PR #4432, opened 2026-06-16
fix(import): honor imported dependency created_by

orlandobrent:
## What

JSONL import now honors `created_by` on imported dependency edges when the dependency object includes it.

## Why

JSONL import already parsed dependency `created_by`, but `PersistDependencies` stamped new dependency rows with the current actor. This caused imported dependency attribution to be lost. Dependencies without imported `created_by` still fall back to the current actor, preserving interactive creation behavior.

## Verification

- `go test ./internal/storage/issueops -run 'TestPersistDependencies(HonorsImportedCreatedBy|DefaultsCreatedByToActor)'`
- `CGO_ENABLED=1 go test -tags gms_pure_go ./cmd/bd -run 'TestImportFromLocalJSONL/preserves_dependency_created_by_from_JSONL_import'`

PR #4472, opened 2026-06-22
fix(create): reject cross-table ID collisions between issues and wisps (#4455)

### LINKED ISSUE #4455: bd create allows cross-table ID collision (same --id as an issue and a --no-history wisp), bricking bd ready/search
## Summary

`bd create` will happily put the **same ID in both the `issues` and `wisps` tables**. There is no cross-table uniqueness check at create time, so a normal issue and a `--no-history`/`--ephemeral` wisp created with the same explicit `--id` both succeed. The resulting dual-presence row then makes `bd ready` and `bd search` hard-error for the *entire* store.

This is the same dual-presence failure mode tracked as `be-iabdi` and addressed for the **lookup** side by #4163. #4163 makes lookups tolerant of the dup (prefers the wisp) and adds a `bd doctor` cleanup — but it does **not** prevent the dup from being created. This issue tracks the remaining root-cause/prevention gap.

## Reproduction

```bash
git init repro && cd repro
bd init -p prev --non-interactive

# 1. A normal issue -> issues table
bd create "perm copy" --id prev-aaa --type task          # ✓ Created  (rc=0)

# 2. A no-history wisp with the SAME id -> wisps table
bd create "wisp copy" --id prev-aaa --no-history --type task   # ✓ Created  (rc=0)  <-- no guard

# 3. Lookups that merge issues+wisps now break for the whole store
bd ready          # Error: ready work id "prev-aaa" exists in both issues and wisps   (rc=1)
bd search prev    # Error: id "prev-aaa" exists in both issues and wisps              (rc=1)
```

(`--ephemeral` instead of `--no-history` reaches the wisps table the same way.)

## Expected

The second `bd create` should refuse to create a row whose ID already exists in the other table (or otherwise prevent the cross-table collision), so a single store can never reach the dual-presence state through normal CLI use.

## Actual

Both creates succeed silently. `bd ready` and `bd ready --json` and `bd search <term>` then fail with `id "<id>" exists in both issues and wisps`. (`bd list`/`bd blocked` happen to survive — they use a query path that doesn't trip the merge guard — which makes the breakage inconsistent and easy to misdiagnose.)

## Root cause

`InsertIssueIfNew` (`internal/storage/issueops/create.go`) checks for an existing ID **only in the target table**:

```go
SELECT COUNT(*) FROM <issueTable> WHERE id = ?   // issueTable is "issues" OR "wisps", never both
```

There is no check against the sibling table, and nothing else in the create path enforces cross-table ID uniqueness. A natural fix would be to reject (or dedup) a create whose ID already exists in the other table, inside `InsertIssueIfNew` / the batch-create path.

## Relationship to #4163

- #4163 = lookup robustness + `bd doctor` repair (treats the symptom; recommended to merge).
- This issue = prevent the dual-presence from being created in the first place (closes the hole).

## Environment

- Reproduced on `main` @ `1d4dbb5ff` (`bd 1.0.5` dev build), embedded (single-DB) store.
- No migration or external sync required — plain `bd create` reaches it.

---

------------------------------------------------------------------------

** PROBLEM DETAILS **
Repeat the lines above with every word intact.

** EXERCISE ANSWER **
PR #4432, opened 2026-06-16
fix(import): honor imported dependency created_by

orlandobrent:
## What

JSONL import now honors `created_by` on imported dependency edges when the dependency object includes it.

## Why

JSONL import already parsed dependency `created_by`, but `PersistDependencies` stamped new dependency rows with the current actor. This caused imported dependency attribution to be lost. Dependencies without imported `created_by` still fall back to the current actor, preserving interactive creation behavior.

## Verification

- `go test ./internal/storage/issueops -run 'TestPersistDependencies(HonorsImportedCreatedBy|DefaultsCreatedByToActor)'`
- `CGO_ENABLED=1 go test -tags gms_pure_go ./cmd/bd -run 'TestImportFromLocalJSONL/preserves_dependency_created_by_from_JSONL_import'`

PR #4472, opened 2026-06-22
fix(create): reject cross-table ID collisions between issues and wisps (#4455)

### LINKED ISSUE #4455: bd create allows cross-table ID collision (same --id as an issue and a --no-history wisp), bricking bd ready/search
## Summary

`bd create` will happily put the **same ID in both the `issues` and `wisps` tables**. There is no cross-table uniqueness check at create time, so a normal issue and a `--no-history`/`--ephemeral` wisp created with the same explicit `--id` both succeed. The resulting dual-presence row then makes `bd ready` and `bd search` hard-error for the *entire* store.

This is the same dual-presence failure mode tracked as `be-iabdi` and addressed for the **lookup** side by #4163. #4163 makes lookups tolerant of the dup (prefers the wisp) and adds a `bd doctor` cleanup — but it does **not** prevent the dup from being created. This issue tracks the remaining root-cause/prevention gap.

## Reproduction

```bash
git init repro && cd repro
bd init -p prev --non-interactive

# 1. A normal issue -> issues table
bd create "perm copy" --id prev-aaa --type task          # ✓ Created  (rc=0)

# 2. A no-history wisp with the SAME id -> wisps table
bd create "wisp copy" --id prev-aaa --no-history --type task   # ✓ Created  (rc=0)  <-- no guard

# 3. Lookups that merge issues+wisps now break for the whole store
bd ready          # Error: ready work id "prev-aaa" exists in both issues and wisps   (rc=1)
bd search prev    # Error: id "prev-aaa" exists in both issues and wisps              (rc=1)
```

(`--ephemeral` instead of `--no-history` reaches the wisps table the same way.)

## Expected

The second `bd create` should refuse to create a row whose ID already exists in the other table (or otherwise prevent the cross-table collision), so a single store can never reach the dual-presence state through normal CLI use.

## Actual

Both creates succeed silently. `bd ready` and `bd ready --json` and `bd search <term>` then fail with `id "<id>" exists in both issues and wisps`. (`bd list`/`bd blocked` happen to survive — they use a query path that doesn't trip the merge guard — which makes the breakage inconsistent and easy to misdiagnose.)

## Root cause

`InsertIssueIfNew` (`internal/storage/issueops/create.go`) checks for an existing ID **only in the target table**:

```go
SELECT COUNT(*) FROM <issueTable> WHERE id = ?   // issueTable is "issues" OR "wisps", never both
```

There is no check against the sibling table, and nothing else in the create path enforces cross-table ID uniqueness. A natural fix would be to reject (or dedup) a create whose ID already exists in the other table, inside `InsertIssueIfNew` / the batch-create path.

## Relationship to #4163

- #4163 = lookup robustness + `bd doctor` repair (treats the symptom; recommended to merge).
- This issue = prevent the dual-presence from being created in the first place (closes the hole).

## Environment

- Reproduced on `main` @ `1d4dbb5ff` (`bd 1.0.5` dev build), embedded (single-DB) store.
- No migration or external sync required — plain `bd create` reaches it.

---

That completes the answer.